■ **Your goal**: Scanning the listing below, tally every line where the string "will" shows up, then state the count alone.
|---|
PR #6979, opened 2025-03-25
E2E test: new UV project

testlabauto:
Basic test for new uv project:

In the terminal:
uv init proj
cd proj
uv sync 

Then change to the proj directory and ensure that the uv venv starts up.

### QA Notes

@:interpreter @:web @:r-pkg-development

### DIFF
--- a/test/e2e/tests/interpreters/new-uv-project.test.ts
+++ b/test/e2e/tests/interpreters/new-uv-project.test.ts
@@ -6,6 +6,7 @@
 import path from 'path';
 import { test, tags } from '../_test.setup';
 import { expect } from '@playwright/test';
+import * as fs from 'fs/promises';
 
 test.use({
 	suiteId: __filename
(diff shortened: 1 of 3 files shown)


test/e2e/tests/interpreters/new-uv-project.test.ts
```diff
@@ -0,0 +1,44 @@
...
+
+	test.beforeAll(async function ({ userSettings }) {
+		await userSettings.set([['console.multipleConsoleSessions', 'true']], true);
+	});
+
+	test('Python - Add new UV environment', async function ({ app, openFolder }) {
+
+		await app.workbench.terminal.clickTerminalTab();
+
+		await app.workbench.terminal.runCommandInTerminal('uv init proj');
```
austin3dickey, line 25: I think this is the way to ask for a specific version so the last test checking version will pass 🙂 
```suggestion
		await app.workbench.terminal.runCommandInTerminal('uv init proj -p 3.13.1');
```

austin3dickey (commented):
Thanks for doing this!

test/e2e/tests/interpreters/new-uv-project.test.ts
testlabauto: Oh, good idea.  I was just changing the test to do this instead:

		const metadata = await app.workbench.sessions.getMetadata();

		expect(metadata.source).toBe('Venv');
		expect(metadata.path).toBe('/tmp/vscsmoke/qa-example-content/proj/.venv/bin/python');
		
so a specific version check is not needed.  I will fall back on the specific version if necessary.

jonvanausdeln (approved):
LGTM!

austin3dickey (approved):
Looks great, thanks again!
|---|
■ **Answer to the problem**: 2